L’immigration. A quel prix ?

Des milliards aux dizaines de milliards

C’est « les yeux grands fermés » (Michèle Tribalat) que les médias observent l’immigration. Il s’est même trouvé un universitaire lillois pour affirmer que l’immigration rapportait plus qu’elle ne coûtait : sans doute, pour M. Chojnicki, le moyen le plus facile de se faire connaître, à défaut d’être bien… sérieux. Toutes les autres études concluent au contraire à un surcoût budgétaire dû à l’immigration : de 17 milliards dans la dernière étude Jean-Paul Gourévitch (2012) ; de 42 milliards chez Pierre Milloz (1997) dont l’étude ancienne continue de faire référence par sa rigueur méthodologique, de 73 milliards chez Yves-Marie Laulan (2012). Jean-Yves Le Gallou a, lui, évalué à 18 milliards le seul coût d’entrée et d’accueil des 200.000 immigrés supplémentaires annuels (coût en infrastructure notamment).

Omerta statistique et différences de périmètre d’étude

Ces écarts de chiffres peuvent légitimement surprendre mais ils s’expliquent de trois façons :

– d’abord, par l’omerta statistique qui rend l’accès aux données difficile et qui implique de poser des hypothèses ;
– ensuite, par les définitions retenues pour les populations étudiées ;
– enfin, par le périmètre des dépenses et des recettes analysé.
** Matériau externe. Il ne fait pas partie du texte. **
PR #3020, opened 2019-12-09
Resolve case of NOASSERTION

bduranc:
**Type:** Incorrect

**Summary:**
Resolve case of NOASSERTION

**Details:**
License was incorrectly discovered as "BSD-3-Clause AND NOASSERTION."

BSD code is from https://github.com/mikolalysenko/angle

Starting on line # 3052, there is also some GPL-licensed code generated from Bison project.

**Resolution:**
Leave BSD-3-Clause as-is, although header says "BSD-style" license, it can be confirmed here as BSD-3-Clause https://github.com/mikolalysenko/angle/blob/master/LICENSE.

But the NOASSERTION should be changed to "GPL-2.0-with-bison-exception" given discovery of the Bison code.

**Affected definitions**:
- [aports b8229586a20eea5fc0f782a383ef666b6a60e054](https://clearlydefined.io/definitions/git/github/alpinelinux/aports/b8229586a20eea5fc0f782a383ef666b6a60e054)


capfei:
Fixed this; I had `attributions` tabbed over too far after resolving conflict and didn't realize it until now.

PR #97, opened 2016-10-10
Combine read/write methods into single interface

caleblloyd:
**Re: Combining read/write methods into single interface**

Read/Write methods feel more natural in the same interface.  In order to support compression and SSL we are going to end up with the following classes:

- PacketHandler: an uncompressed MySQL packet reader / writer
- CompressedPacketHandler: a compressed MySQL packet reader / writer
- SocketByteHandler: reads/writes packets to a socket or SocketAwaitable
- SslByteHandler: reads/writes data to a SslStream

All of these implementations handles both reading and writing.  I cannot think of an implementation that handles just reading or just writing.

**Re: SSL**

For SslByteHandler - I can't figure out a good way to get `SslStream` working with `SocketAwaitable` without writing a ton code.  SSL is already a performance hit on encrypting/decrypting streams, and I think it's best to leave this implementation to the framework (which works with streams)

Therefore I think it would be best to open the connection using [TcpClient](https://msdn.microsoft.com/en-us/library/system.net.sockets.tcpclient(v=vs.110).aspx).

- Unencrypted will use `SocketByteHandler(TcpClient.Client)` (which calls to `SocketAwaitable` for async)
- Encrypted will use `SslByteHandler(TcpClient.GetStream())` (which calls to `Stream.ReadAsync` and `Stream.WriteAsync` for async)

I've added the `SslByteHandler` class so that we can decide on what this should look like.  I haven't done any of the work to connect it up in the `MySqlSession` yet though.


caleblloyd:
I have a working SSL WIP based off this change at https://github.com/caleblloyd/MySqlConnector/commit/5d5c0e99228b8af65e8ec19799e779d7428fb0b3

Once we finalize the interfaces, I'll open a PR for SSL

caleblloyd:
@bgrainger what are your thoughts on the interface reorganization in this PR?

bgrainger:
I think it was a mistake to break them into separate interfaces. (It makes some of the reader/writer classes more "SRP", but others need to share data to implement their functionality.) I will combine them into "XHandler" interfaces following your example. Then probably cherry-pick SSL code?

I'm also strongly considering whether to reduce it to just one interface (instead of three), possibly adding a separate `Flush` method (for hinting to future stages in the pipeline that a block of data has been written). But I'll complete this initial reorganisation first.

bgrainger:
I think all the code you pushed is now included in the HEAD of #93 (some I rewrote, then cherry-picked the `SslByteHandler`). So I'm going to close this; please let me know if I overlooked something.

I don't yet consider the new API final so I'm not going to merge it to master just yet. There are a couple of ideas I want to test out first.

PR #98, opened 2016-10-11
ssl connection string options

caleblloyd:
- Implements connection string options for #88 
- Adds an enumeration check for MySqlConnectionStringBuilder, needed for `SslMode`


caleblloyd:
I'll include this in the working SSL implementation PR

PR #99, opened 2016-10-12
Refactor Tests

caleblloyd:
- Refactors tests so that it will be easier to run tests against different setups (SSL Enabled, Compression On, Force Sync)
- Tests now use a gitignored config.json 
- Passwordless User tests and JSON tests can be disabled from config.json
- All test tables are created in the same schema, which is defined in the connection string in config.json.
  - This compartmentalizes test data
  - Should allow for multiple processes to test simultaneously, provided that they define different schemas in their connection strings (test SSL in one process with Database=ssltest, test compression in another with Database=compresstest, etc.)


tests/SideBySide.New/AppConfig.cs
```diff
@@ -0,0 +1,49 @@
...
+	    	.AddInMemoryCollection(DefaultConfig)
+		    .AddJsonFile("config.json")
+		    .Build();
+
+	    public static IConfiguration Config
+	    {
+		    get
+		    {
+			    if (Interlocked.Exchange(ref _configFirst, 1) == 0)
+				    Console.WriteLine("Config Read");
```
bgrainger: Debugging code?

caleblloyd: I was planning to use this from CI down the road.  If we are going to test 8 different combinations per database, we will want to do that in parallel with 8 different processes.  The "launching script" would read STDOUT until it sees "Config Read", then it would know it can swap the config.json out and launch the next process.

bgrainger:
Looks good for .NET Core; I'll verify (on Windows) that there aren't any showstoppers getting the baseline tests (against `MySql.Data`) running under the new framework.

tests/SideBySide.New/Constants.cs
```diff
@@ -1,23 +0,0 @@
...
-
-		public static MySqlConnectionStringBuilder CreateConnectionStringBuilder()
-		{
-			return new MySqlConnectionStringBuilder
-			{
-				Server = Server,
-				UserID = UserName,
-				Password = Password,
-				ConvertZeroDateTime = true,
-				UseAffectedRows = true,
```
bgrainger: Need this for the baseline tests; I'll add it to `config.json.example` even though it's superfluous for this connector.

PR #101, opened 2016-10-12
SSL Support

### LINKED ISSUE #88: Implement SSL Mode

caleblloyd:
- Fixes #88 
- Adds `IPayloadHandler.SetByteHandler` and `IPacketHandler.SetByteHandler` methods to their respective interfaces.  Needed to switch the underlying byte handler to SSL once the TLS handshake has been completed
- Uses `TcpClient` instead of `Socket` in `MySqlSession`
  - Unencrypted communication still happens at the `Socket` level using `TcpClient.Client`, `SocketByteHandler`, and `SocketAwaitable`
  - Encrypted communication happens at the `NetworkStream` level using `TcpClient.GetStream()`, `SslByteHandler`, and the appropriate stream methods
- Adds a second test run to TravisCI with `ssl mode=required`


bgrainger:
I'm getting the following exception under `dotnet test` on Windows:

```
    SideBySide.ConnectionPool.ResetConnection(connectionReset: False, poolSize: 11, expected: 0) [FAIL]
      System.IO.IOException : The handshake failed due to an unexpected packet format.
      Stack Trace:
           at System.Net.Security.SslState.StartReadFrame(Byte[] buffer, Int32 readBytes, AsyncProtocolRequest asyncRequest)
           at System.Net.Security.SslState.PartialFrameCallback(AsyncProtocolRequest asyncRequest)
        --- End of stack trace from previous location where exception was thrown ---
           at System.Runtime.ExceptionServices.ExceptionDispatchInfo.Throw()
           at System.Net.Security.SslState.InternalEndProcessAuthentication(LazyAsyncResult lazyResult)
           at System.Net.Security.SslState.EndProcessAuthentication(IAsyncResult result)
           at System.Net.Security.SslStream.EndAuthenticateAsClient(IAsyncResult asyncResult)
           at System.Threading.Tasks.TaskFactory`1.FromAsyncCoreLogic(IAsyncResult iar, Func`2 endFunction, Action`1 endAction, Task`1 promise, Boolean requiresSynchronization)
```

(I think my local MySQL server is configured correctly because I'm able to connect with `mysql.exe --ssl-mode=REQUIRED (other ssl options) -u ssltest`. I'll debug this further to try to figure out what's happening.)

caleblloyd:
I'm seeing this also, running from Windows against the same MySQL database that is passing on linux, so I don't think it's your server configuration.  Let me try to get some decrypted packet captures.

src/MySqlConnector/Serialization/MySqlSession.cs
```diff
@@ -79,6 +86,80 @@ public MySqlSession(ConnectionPool pool, int poolGeneration)
...
+						default:
+							return sslMode == SslMode.Required;
+					}
+				};
+
+				var sslStream = new SslStream(m_tcpClient.GetStream(), false,
+					new RemoteCertificateValidationCallback(remoteCertificateCb),
+					new LocalCertificateSelectionCallback(localCertificateCb));
+				var clientCertificates = new X509CertificateCollection { certificate };
+				var sslProtocols = SslProtocols.Tls | SslProtocols.Tls11 | SslProtocols.Tls12;
```
caleblloyd: This is where the error on Windows is coming from. My MySQL server only speaks TLS1.1 but the handshake is trying to initiate with TLS1.2. Need to look into how to handle this properly.  Changing to `var sslProtocols = SslProtocols.Tls | SslProtocols.Tls11` on Windows works, but is not the correct solution.

caleblloyd:
MySQL doesn't like the `ClientHello` packet sent from windows when TLSv1.2 is enabled.  MySQL is responding to the `ClientHello` packet with "#08S01 Bad Handshake" and closing the TCP connection.  Here are the packet captures:

[tls-traces.zip](https://github.com/bgrainger/MySqlConnector/files/525350/tls-traces.zip)

I don't know if this is an issue with the `ClientHello` that windows is sending or an issue with MySQL, so I'm not sure who to open the upstream bug to.

In the short-term, our options are to:
1. Only enable TLS1 and TLS1.1 across all platforms
2. Enable TLS1 and TLS1.1 on Windows and enable TLS1, TLS1.1, and TLS1.2 on all other platforms

bgrainger:
I'm not very familiar with the specifics of TLS negotiation, but here's what I noticed when looking at the captures (thanks for grabbing them!):
* Linux sends a TLS 1.0 handshake containing a TLS 1.2 client hello; MySQL negotiates down to TLS 1.1 in its server hello
* Windows sends a TLS 1.2 handshake containing a TLS 1.2 client hello; MySQL doesn't recognise this.

My assumption would be that if your protocols are `SslProtocols.Tls | SslProtocols.Tls11 | SslProtocols.Tls12`, it should negotiate with the lowest-common-denominator, which doesn't appear to be happening. That makes me think the Windows `ClientHello` is the problem (but I'd really have to read the specs to confirm).

One other option would be to catch this exception and then renegotiate with just `Tls11`. However, there doesn't seem to be a lot of point to doing that unless we find a some combination of client and server that works; there's no value in adding a failing SSL handshake to every single connection.

> Enable TLS1 and TLS1.1 on Windows and enable TLS1, TLS1.1, and TLS1.2 on all other platforms

This seems like the best approach. TLS 1.2 wasn't available in MySQL Server [until 5.7.10](https://dev.mysql.com/doc/relnotes/mysql/5.7/en/news-5-7-10.html) (and isn't in Community Server) so it may not even be widely deployed. (This might become an issue if cloud MySQL providers started requiring TLS 1.2, but I haven't found any indication that this might happen after a quick search.)

bgrainger:
From [RFC 5246 Appendix E](https://tools.ietf.org/html/rfc5246#appendix-E):

> Earlier versions of the TLS specification were not fully clear on what the record layer version number (TLSPlaintext.version) should contain when sending ClientHello (i.e., before it is known which version of the protocol will be employed).  Thus, TLS servers compliant with this specification MUST accept any value {03,XX} as the record layer version number for ClientHello.
>
> TLS clients that wish to negotiate with older servers MAY send any value {03,XX} as the record layer version number.  Typical values would be {03,00}, the lowest version number supported by the client, and the value of ClientHello.client_version.  No single value will guarantee interoperability with all old servers, but this is a complex topic beyond the scope of this document.

It appears that the client code is permitted to send "TLS 1.2" as its record layer version number (as Windows does). However, it's also noted that this doesn't "guarantee interoperability".

Certainly it appears that MySQL Server is *not* "compliant with this specification" because it doesn't accept any value as the record layer version number.

bgrainger:
Neither the Windows .NET client nor MySQL Server are following [these recommendations](http://security.stackexchange.com/questions/26054/ssl-tls-version-change-during-renegotiation-or-resumption/26059#26059); this combination is breaking protocol negotiation.

bgrainger:
[Here's someone reporting](https://social.technet.microsoft.com/Forums/office/en-US/f1097c6d-8311-4ada-a0b5-1ec3100e92c7/schannel-tls-record-version-and-compatibility) essentially the same issue in Schannel (the native Windows SSL provider), but the problem doesn't seem to have been understood on the Microsoft side and no resolution was posted.

caleblloyd:
Very nice find.  While the Schannel side isn't a bug, it's still not following a best practice.  I'm not sure if it's worth trying to send them a bug report.  The MySQL side is definitely a bug and should be reported upstream.  I can report it or you can - let me know.

Working on disabling TLS 1.2 on windows now.  Getting the runtime information is turning out to be a pretty difficult task, this is the first language I've dealt with where it's not a one-liner.

bgrainger:
This potentially problematic behaviour in Schannel was [reported five years ago](https://www.ietf.org/mail-archive/web/tls/current/msg08218.html); I'm not sure we're going to see it changed any time soon...

I wouldn't be surprised if there would be significant interoperability problems caused by changing it; presumably Microsoft has good reasons for keeping it the way it is.

bgrainger:
> Getting the runtime information is turning out to be a pretty difficult task

I did not know (until now) that they took away `System.Environment.OSVersion` in .NET Core. The [workarounds](http://stackoverflow.com/questions/38790802/determine-operating-system-in-net-core) seem unnecessarily complicated...

caleblloyd:
I ended up importing [System.Runtime.InteropServices.RuntimeInformation](https://www.nuget.org/packages/System.Runtime.InteropServices.RuntimeInformation/) in both Netstandard 1.3 and Net45 so we'd have a common runtime information API

Tests are passing for me from Windows after the latest commit

caleblloyd:
TLS 1.2 bug opened upstream to MySQL at http://bugs.mysql.com/bug.php?id=83347

PR #103, opened 2016-10-13
Refactor protocol layer

bgrainger:
Reduces the three `I*Handler` interfaces down to one common `IProtocolLayer` interface. Adds a standard way of "injecting" a new layer into the protocol stack, which should work for both SSL and compression. Makes the "conversation" part of the protocol instead of being relegated to a separate interface.


bgrainger:
Will eventually introduce this code as part of implementing compression.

On trouvera ci-dessous un panel des différentes études menées depuis 20 ans sur le sujet ainsi qu’un historique des différentes études:


 2013 – Gérard Pince : – 71 milliards

G. PinceGérard Pince est docteur en économie et spécialiste de l’économie du développement ; A partir des chiffres de l’INSEE, il a publié en 2013 un petit livre intitulé Les Français ruinés par l’immigration. Dans cet ouvrage assez aride Gérard Pince a résumé ses analyses de la comptabilité nationale destinées à évaluer l’impact des populations immigrées sur notre économie.
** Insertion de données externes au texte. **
PR #111, opened 2016-10-20
ConnectionSettings class. fixes #110

### LINKED ISSUE #110: Create ConnectionSettings class in Serialization Namespace
As our list of supported `MySqlConnectionStringBuilder` options grows, the number of parameters that must be tracked by the `MySqlConnection`, `ConnectionPool`, and `MySqlSession` is also growing.

Add an internal, immutable `ConnectionSettings` class to hold connection-related options.  This class will take a `MySqlConnectionString` and check/convert it's values to optimal data types for internal use.

Pass the new `ConnectionSettings` class around in internal functions instead of individual parameters.

caleblloyd:
See #110 for more info

### DIFF
--- a/tests/SideBySide.New/AppConfig.cs
+++ b/tests/SideBySide.New/AppConfig.cs
@@ -20,8 +20,8 @@ namespace SideBySide
 		private static int _configFirst;
 
 		private static IConfiguration ConfigBuilder { get; } = new ConfigurationBuilder()
-			.SetBasePath(File.Exists(Path.Combine(Directory.GetCurrentDirectory(), "config.json")) ? Directory.GetCurrentDirectory() :
-				Path.Combine(Directory.GetCurrentDirectory(), "tests", "SideBySide.New"))
+			.SetBasePath(File.Exists(Path.Combine(Directory.GetCurrentDirectory(), "config.json")) || new DirectoryInfo(Directory.GetCurrentDirectory()).Name == "SideBySide.New"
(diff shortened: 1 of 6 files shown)


tests/SideBySide.New/AppConfig.cs
```diff
@@ -20,8 +20,8 @@ public static class AppConfig
 		private static int _configFirst;
 
 		private static IConfiguration ConfigBuilder { get; } = new ConfigurationBuilder()
-			.SetBasePath(File.Exists(Path.Combine(Directory.GetCurrentDirectory(), "config.json")) ? Directory.GetCurrentDirectory() :
-				Path.Combine(Directory.GetCurrentDirectory(), "tests", "SideBySide.New"))
+			.SetBasePath(Path.GetFileName(Path.GetDirectoryName(Path.Combine(Directory.GetCurrentDirectory(), "config.json"))) == "SideBySide.New"
```
bgrainger:
```
Path.GetDirectoryName(Path.Combine(Directory.GetCurrentDirectory(), "config.json"))
```

seems like a complicated way of writing `Directory.GetCurrentDirectory()` (i.e., adding and removing `\config.json` from the path).

Additionally, this breaks the Baseline tests, which are looking for the tests in the current working directory (set by `xunit.runner`) not in `SideBySide.New`. Was there a reason this needed to be changed?

caleblloyd:
Can't find a good way to get the currently executing test directory in XUnit.

The problem was when there was no config.json file in `tests/SideBySide.New`, the code would try to look in `tests/SideBySide.New/tests/SideBySide.New` and throw an unhelpful exception.

Added a check for this case and also merged #112, Baseline tests are working again.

« Une autre vision de l’immigration » de Gérard Pince

La plupart des commentateurs de l’immigration pensent, ou feignent de penser, que les immigrés vivant en France participent à l’économie nationale au même titre que les nationaux, ce que les chiffres donnés par le gouvernement lui-même ne permettent pas de vérifier. En 2011, le taux de chômage national était de 9,1% (2,6 millions sur un total de 28,4 millions de « personnes actives »), celui des nationaux et des étrangers originaires de l’Union européenne de 7,8% et celui des étrangers extra-européens de 20,7% (600.000 sur un total de 2,9 millions de « personnes actives »). La part des personnes « occupées » parmi l’ensemble des personnes en âge de travailler n’était que de 40% au sein de la population d’étrangers extra-européens tandis qu’il était de 64% dans l’ensemble rassemblant les nationaux et les immigrés d’origine européenne. De plus, cette situation ne s’améliore pas avec le temps ; la première génération d’immigrés extra-européens a un taux de chômage de 20% tandis que celui de la suivante atteint 23% ! Des études faites à partir des recensements de 1975, 1982 et 1990 montrent que le taux de chômage des jeunes issus de l’immigration maghrébine augmente régulièrement. Contrairement à tout ce que nous serinent les médias, le temps n’améliore pas les choses dans ce domaine.

Contrairement à une antienne récurrente, les étrangers extra-européens n’occupent pas tous les emplois pénibles dont les natifs ne veulent plus ; si 11% d’entre eux travaillent dans la construction (6% des autres), ils ne sont par contre que 1% dans l’agriculture (3% des autres) et 10% dans l’industrie (14% des autres). Enfin 80% des étrangers non-européens occupent des emplois souvent mal payés du tertiaire mais il en est de même pour les natifs peu qualifiés. « Cette importante mise au point relativise l’argument compassionnel (les immigrés ont reconstruit la France après l’avoir libérée !). Elle montre surtout que les natifs sont substituables aux immigrés. Comme nous le verrons plus loin, certains contestent cette évidence afin de nier la responsabilité de l’immigration dans le chômage des autochtones et le déclin de leurs salaires. »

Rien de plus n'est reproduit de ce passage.